# question about the /var directory



## dongsky (Jun 23, 2010)

Hi guyz, If I will delete all the items or data that are under in the /var/log directory, my question is, Does the /var and under of its many log files and also other files that are related to this directory will affect my system and Im using nagios under FreeBSD, because when I restart my system that running under FreeBSD it doesn't run at all and there's an error it says that "Starting Nagios....stop, error...../var filesystem is full...".

any suggestion or guide so that I can start again my system.


----------



## nekoexmachina (Jun 23, 2010)

As i understand, yes you can delete old logs from /var/logs. 
Their deletion will not affect your system working process.

You should set up sysutils/logrotate to avoid that situation in the future. (any base-system solution, not with cron and self-written scripts?)


----------



## jalla (Jun 23, 2010)

nekoexmachina said:
			
		

> You should set up sysutils/logrotate to avoid that situation in the future. (any base-system solution, not with cron and self-written scripts?)



Log rotation is handled by newsyslog(8).

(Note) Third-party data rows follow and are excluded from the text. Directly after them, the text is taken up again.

PR #1066, opened 2020-04-23
Add whiteboard inpainting demo

DmitriySidnev:
This is a whiteboard inpainting demo.
@snosov1


demos/python_demos/whiteboard_inpainting_demo/README.md
```diff
@@ -0,0 +1,76 @@
+# Whiteboard inpainting demo
+
+This demo demonstrates how to disable a person from a whiteboard and show
```
druzhkov-paul, line 3: What do you mean by disabling a person? :astonished:

druzhkov-paul, line 3: IMHO, "demo shows" sounds better.

demos/python_demos/whiteboard_inpainting_demo/README.md
```diff
@@ -0,0 +1,76 @@
...
+text on the whiteboard using OpenVINO<sup>TM</sup>.
+
+## How it works
+
+The demo expects one of the next models in the Intermediate Representation (IR) format:
```
druzhkov-paul, line 8: "one of the following models"

demos/python_demos/whiteboard_inpainting_demo/README.md
```diff
@@ -0,0 +1,76 @@
...
+
+    * Instance segmentation model
+    * Semantic segmentation model
+
+It can be your own models or pre-trained model from OpenVINO Open Model Zoo.
+In the `models.lst` are the list of appropriate models for this demo that can
```
druzhkov-paul, line 14: @snosov1 do we still have technical writers' reviews?

demos/python_demos/whiteboard_inpainting_demo/README.md
```diff
@@ -0,0 +1,76 @@
...
+be obtained via `Model downloader`. Please see more information about
+`Model downloader` [here](../../../tools/downloader/README.md).
+
+As input, the demo application takes:
+
+    * paths to a video file
```
druzhkov-paul, line 20: How many paths is enough? :smile:

demos/python_demos/whiteboard_inpainting_demo/README.md
```diff
@@ -0,0 +1,76 @@
...
+                                     [-ms M_SEMANTIC_SEGMENTATION] [-t THRESHOLD]
+                                     [--output_video OUTPUT_VIDEO] [--no_show] [-d DEVICE]
+                                     [-l CPU_EXTENSION]
+
+Whiteboard inpainting demo
+
+optional arguments:
+  -h, --help            show this help message and exit
+  -i I                  Input sources (index of camera or path to video file)
+  -mi M_INSTANCE_SEGMENTATION, --m_instance_segmentation M_INSTANCE_SEGMENTATION
```
druzhkov-paul, line 48: I believe that other samples use underscores for alike arguments: `-m_i` and `-m_s`.

demos/python_demos/whiteboard_inpainting_demo/README.md
```diff
@@ -0,0 +1,76 @@
...
+
+Example of command:
+
+```
+python whiteboard_inpainting_demo.py \
+    -i path/to/video.avi \
+    -mi path/to/instance-segmentation-security-0050.xml \
+```
+
+## Using
```
druzhkov-paul, line 71: A common template has "How It Works", "Running", "Demo output" and "See Also" sections. Why don't you follow this convention here?

demos/python_demos/whiteboard_inpainting_demo/requirements.txt
```diff
@@ -0,0 +1,2 @@
+opencv-python>=3.4.5.20
```
druzhkov-paul, line 1: OpenVINO includes OpenCV, why do you need it here?

demos/python_demos/whiteboard_inpainting_demo/models.lst
```diff
@@ -0,0 +1,3 @@
+# This file can be used with the --list option of the model downloader.
```
druzhkov-paul, line 1: Why do you need the `__init__.py` file in this directory? Can't leave a comment for this change, 'cause it's empty, so leaving it here.

demos/python_demos/whiteboard_inpainting_demo/utils/capture.py
```diff
@@ -0,0 +1,45 @@
...
+            mode = 'cam'
+        except ValueError:
+            mode = 'video'
+        if mode == 'cam':
+            log.info('Connection to cam#{}'.format(cam_id))
+            self.capture = cv2.VideoCapture(cam_id)
+            self.capture.set(cv2.CAP_PROP_FRAME_WIDTH, 1280)
+            self.capture.set(cv2.CAP_PROP_FRAME_HEIGHT, 720)
+            self.capture.set(cv2.CAP_PROP_FPS, 30)
+            self.capture.set(cv2.CAP_PROP_FOURCC, cv2.VideoWriter_fourcc(*'MJPG'))
```
druzhkov-paul, line 31: What does this fourcc code influence here?

demos/python_demos/whiteboard_inpainting_demo/utils/ie_tools.py
```diff
@@ -0,0 +1,99 @@
...
+        return outputs
+
+    def get_input_shape(self):
+        """Returns an input shape of the wrapped IE model"""
+        return self.inputs_info[self.input_key]
+
+
+def load_ie_model(ie, model_xml, device, plugin_dir, cpu_extension='', num_reqs=1):
+    """Loads a model in the Inference Engine format"""
+    print(model_xml)
```
druzhkov-paul, line 64: Maybe use log here for consistency.

demos/python_demos/whiteboard_inpainting_demo/utils/ie_tools.py
```diff
@@ -0,0 +1,99 @@
...
+    # Read IR
+    log.info("Loading network files:\n\t%s\n\t%s", model_xml, model_bin)
+    net = IENetwork(model=model_xml, weights=model_bin)
+
+    if "CPU" in device:
+        supported_layers = ie.query_network(net, "CPU")
+        not_supported_layers = [l for l in net.layers.keys() if l not in supported_layers]
+        if not_supported_layers:
+            log.error("Following layers are not supported by the plugin for specified device %s:\n %s",
+                      device, ', '.join(not_supported_layers))
```
druzhkov-paul, line 80: List layers' types here would be useful.

demos/python_demos/whiteboard_inpainting_demo/utils/network_wrappers.py
```diff
@@ -0,0 +1,123 @@
...
+ limitations under the License.
+"""
+
+import json
+import logging as log
+
+import cv2
+import numpy as np
+
+from utils.ie_tools import load_ie_model
```
druzhkov-paul, line 20: Use relative import here please.

demos/python_demos/whiteboard_inpainting_demo/utils/misc.py
```diff
@@ -0,0 +1,58 @@
...
+        self.crop_available = False
+
+    def get_points(self, event, x, y, flags, param):
+        if event == cv2.EVENT_LBUTTONDOWN:
+            self.points[0] = (x, y)
+        elif event == cv2.EVENT_LBUTTONUP:
+            self.points[1] = (x, y)
+        elif event == cv2.EVENT_RBUTTONDOWN:
+            self.points = {}
+        self.crop_available = True if len(self.points) == 2 else False
```
druzhkov-paul, line 32: Just out of curiosity, wouldn't `LBUTTONDOWN` -> `RBUTTONDOWN` -> `LBUTTONUP` sequence break this logic?

demos/python_demos/whiteboard_inpainting_demo/utils/misc.py
```diff
@@ -0,0 +1,58 @@
...
+        return osp.isdir(full_path)
+    else:
+        return osp.isfile(full_path)
+
+
+def check_pressed_keys(key):
+    if key == 32:  # Pause
+        while True:
+            key = cv2.waitKey(0)
+            if key == 27 or key == 32 or key == 13:  # enter: resume, space: next frame, esc: exit
```
druzhkov-paul, line 53: Please use named constants instead of this magic values.

demos/python_demos/whiteboard_inpainting_demo/utils/network_wrappers.py
```diff
@@ -0,0 +1,123 @@
...
+class MaskRCNN:
+    """Wrapper class for a network returning masks of objects"""
+
+    def __init__(self, ie, model_path, conf=.6, device='CPU', ext_path='',
+                 max_reqs=100):
+        self.max_reqs = max_reqs
+        self.confidence = conf
+        self.net = load_ie_model(ie, model_path, device, None, ext_path, num_reqs=self.max_reqs)
+
+        required_input_keys = [{'im_info', 'im_data'}, {'im_data', 'im_info'}]
```
druzhkov-paul, line 33: Sets are unordered.

demos/python_demos/whiteboard_inpainting_demo/utils/network_wrappers.py
```diff
@@ -0,0 +1,123 @@
...
+
+    def forward(self, im_data, im_info):
+        if (self.h - im_data.shape[1] < 0) or (self.w - im_data.shape[2] < 0):
+            raise ValueError('Input image should resolution of {}x{} or less, '
+                             'got {}x{}.'.format(self.w, self.h, im_data.shape[2], im_data.shape[1]))
+        im_data = np.pad(im_data, ((0, 0),
+                                   (0, self.h - im_data.shape[1]),
+                                   (0, self.w - im_data.shape[2])),
+                         mode='constant', constant_values=0).reshape(1, self.c, self.h, self.w)
+        im_info = im_info.reshape(1, *im_info.shape)
```
druzhkov-paul, line 63: `im_info = im_info[None, ]`

demos/python_demos/whiteboard_inpainting_demo/utils/network_wrappers.py
```diff
@@ -0,0 +1,123 @@
...
+
+        classes = output['classes']
+        valid_detections_mask = classes > 0
+        classes = classes[valid_detections_mask]
+        boxes = output['boxes'][valid_detections_mask]
+        scores = output['scores'][valid_detections_mask]
+        masks = output['raw_masks'][valid_detections_mask]
+        return boxes, classes, scores, np.full(len(classes), 0, dtype=np.int32), masks
+
+    def get_detections(self, frames, return_cropped_masks=False, only_class_person=True):
```
druzhkov-paul, line 74: `only_class_person` sounds strange.

demos/python_demos/whiteboard_inpainting_demo/utils/network_wrappers.py
```diff
@@ -0,0 +1,123 @@
...
+            scores, classes, boxes, masks = postprocess(scores, classes, boxes, masks,
+                                                        im_h=meta['original_size'][0],
+                                                        im_w=meta['original_size'][1],
+                                                        im_scale_y=meta['processed_size'][0] / meta['original_size'][0],
+                                                        im_scale_x=meta['processed_size'][1] / meta['original_size'][1],
+                                                        full_image_masks=True, encode_masks=False,
+                                                        confidence_threshold=self.confidence)
+            frame_output = []
+            for i in range(len(scores)):
+                if only_class_person and classes[i] != 1:
```
druzhkov-paul, line 92: Please use a named constant instead of just `1`.

demos/python_demos/whiteboard_inpainting_demo/utils/network_wrappers.py
```diff
@@ -0,0 +1,123 @@
...
+    def get_detections(self, frames, only_class_person=True):
+        outputs = []
+        for frame in frames:
+            out_h, out_w = frame.shape[:-1]
+            res = self.net.forward(frame)
+            output = []
+            for batch, data in enumerate(res):
+                data = data.transpose((1, 2, 0)).astype('uint8')
+                data = cv2.resize(data, (out_w, out_h))
+                data = np.where(data > 9, 1, 0)
```
druzhkov-paul, line 119: What is `9`?

demos/python_demos/whiteboard_inpainting_demo/whiteboard_inpainting_demo.py
```diff
@@ -0,0 +1,184 @@
...
+                        help='Path to the instance segmentation model')
+    parser.add_argument('-ms', '--m_semantic_segmentation', type=str, required=False,
+                        help='Path to the semantic segmentation model')
+    parser.add_argument('-t', '--threshold', type=float, default=0.6,
+                        help='Threshold for person instance segmentation model')
+    parser.add_argument('--output_video', type=str, default='', required=False,
+                        help='Optional. Path to output video')
+    parser.add_argument("--no_show", help="Optional. Don't show output", action='store_true')
+
+    parser.add_argument('-d', '--device', type=str, default='CPU')
```
druzhkov-paul, line 74: Help message is absent.

demos/python_demos/whiteboard_inpainting_demo/whiteboard_inpainting_demo.py
```diff
@@ -0,0 +1,184 @@
...
+    args = parser.parse_args()
+
+    if not path_exist(args.i, type='file') and not str.isdigit(args.i):
+        raise ValueError('File not found or wrong camera id: {}'.format(args.i))
+    else:
+        capture = VideoCapture(args.i)
+
+    if (args.m_instance_segmentation and args.m_semantic_segmentation) or \
+       (not args.m_instance_segmentation and not args.m_semantic_segmentation):
+        raise ValueError('Set up exectly one of segmentation models: '\
```
druzhkov-paul, line 87: `exactly`

demos/python_demos/whiteboard_inpainting_demo/whiteboard_inpainting_demo.py
```diff
@@ -0,0 +1,184 @@
...
+                              path to a shared library with the kernels impl.')
+    args = parser.parse_args()
+
+    if not path_exist(args.i, type='file') and not str.isdigit(args.i):
+        raise ValueError('File not found or wrong camera id: {}'.format(args.i))
+    else:
+        capture = VideoCapture(args.i)
+
+    if (args.m_instance_segmentation and args.m_semantic_segmentation) or \
+       (not args.m_instance_segmentation and not args.m_semantic_segmentation):
```
druzhkov-paul, line 86: `bool(args.m_instance_segmentation) != bool(args.m_semantic_segmentation)` should also do the job. As an alternative you can define these arguments as mutually exclusive by means of argparse.

demos/python_demos/whiteboard_inpainting_demo/whiteboard_inpainting_demo.py
```diff
@@ -0,0 +1,184 @@
...
+    cv2.namedWindow(WINNAME)
+    cv2.setMouseCallback(WINNAME, mouse.get_points)
+
+    if args.output_video:
+        fourcc = cv2.VideoWriter_fourcc(*'XVID')
+        output_video = cv2.VideoWriter(args.output_video, fourcc, fps, out_frame_size)
+    else:
+        output_video = None
+
+    log.info("Creating Inference Engine")
```
druzhkov-paul, line 103: "Initializing" or something, not "creating".

demos/python_demos/whiteboard_inpainting_demo/whiteboard_inpainting_demo.py
```diff
@@ -0,0 +1,184 @@
...
+    frame_number = 0
+    key = -1
+
+    while has_frame:
+        start = time.time()
+        if not args.no_show:
+            key = check_pressed_keys(key)
+            if key == 27:
+                break
+            elif key == 105:
```
druzhkov-paul, line 124: What is `105`?

demos/python_demos/whiteboard_inpainting_demo/utils/ie_tools.py
```diff
@@ -0,0 +1,99 @@
...
+import cv2
+import logging as log
+import numpy as np
+import os
+import sys
+
+from openvino.inference_engine import IENetwork, IECore # pylint: disable=import-error,E0611
+
+
+class IEModel:
```
druzhkov-paul, line 23: The wrappers don't look thoroughly designed, making it (sometimes) not straightforward to understand what is going on.

demos/python_demos/whiteboard_inpainting_demo/README.md
DmitriySidnev: The description updated.

DmitriySidnev: Fixed.

demos/python_demos/whiteboard_inpainting_demo/README.md
DmitriySidnev: Fixed.

demos/python_demos/whiteboard_inpainting_demo/README.md
DmitriySidnev: Fixed.

demos/python_demos/whiteboard_inpainting_demo/whiteboard_inpainting_demo.py
DmitriySidnev: Help message added.

demos/python_demos/whiteboard_inpainting_demo/whiteboard_inpainting_demo.py
DmitriySidnev: Fixed.

demos/python_demos/whiteboard_inpainting_demo/whiteboard_inpainting_demo.py
DmitriySidnev: Applied your suggestion.

demos/python_demos/whiteboard_inpainting_demo/whiteboard_inpainting_demo.py
DmitriySidnev: Fixed.

demos/python_demos/whiteboard_inpainting_demo/whiteboard_inpainting_demo.py
DmitriySidnev: It is an 'i' key. Fixed and added a comment.

demos/python_demos/whiteboard_inpainting_demo/utils/ie_tools.py
DmitriySidnev: what does exactly confuse you? `IEModel` is a wrapper for inference engine model with two main methods: `preprocess` and `forward`.

druzhkov-paul: There are too many unnecessary levels of abstraction. I mean that this wrapper is further wrapped with a wrapper (`MaskRCNN`, `SemanticSegmentation`). And `MaskRCNN` class does not use methods of `IEModel`, but directly calls underlying IE API.

demos/python_demos/whiteboard_inpainting_demo/README.md
snosov1: Alina should take a look

demos/python_demos/whiteboard_inpainting_demo/utils/ie_tools.py
DmitriySidnev: Reimplemented with `IEModel` as a base class for both of segmentation models.

demos/python_demos/whiteboard_inpainting_demo/README.md
```diff
@@ -0,0 +1,80 @@
...
+                        MKLDNN (CPU)-targeted custom layers.Absolute path to a
+                        shared library with the kernels impl.
+```
+
+Example of command:
+
+```
+python whiteboard_inpainting_demo.py \
+    -i path/to/video.avi \
+    -mi path/to/instance-segmentation-security-0050.xml \
```
aalborov, line 72: This last slash is extra, isn't it?

demos/python_demos/whiteboard_inpainting_demo/utils/ie_tools.py
```diff
@@ -0,0 +1,84 @@
...
+        _, _, h, w = self.get_input_shape().shape
+        img = np.expand_dims(cv2.resize(img, (w, h)).transpose(2, 0, 1), axis=0)
+        return img
+
+    def forward(self, img):
+        """Performs forward pass of the wrapped IE model"""
+        res = self.net.infer(inputs={self.input_key: self._preprocess(img)})
+        return np.copy(res[self.output_key])
+
+    def get_dedections(self, input):
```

Edit /etc/newsyslog.conf to control the size and number of logfiles to keep.


----------



## SirDice (Jun 23, 2010)

Better idea, find out what's filling up your /var. Any databases stored in /var/db/? Move those to a filesystem with more space.


----------



## fronclynne (Jun 23, 2010)

Yeah, /var/db/pkg/ can get pretty large especially if you use ports-mgmt/portupgrade, and /var/db/portsnap/ (& frankly /var/db/sup/ if you use that).  See portsnap(8) & csup(1) for how to move that stuff to another filesystem.


----------



## SirDice (Jun 23, 2010)

I've never had /var/ actually filling up with base OS related stuff and I've always used the standard size filesystem. If I'm not mistaken mysql will store it's databases in /var/db/ by default. I know those can get big and should really be on their own filesystem(s). Most likely postgresql will do the same if not configured.


----------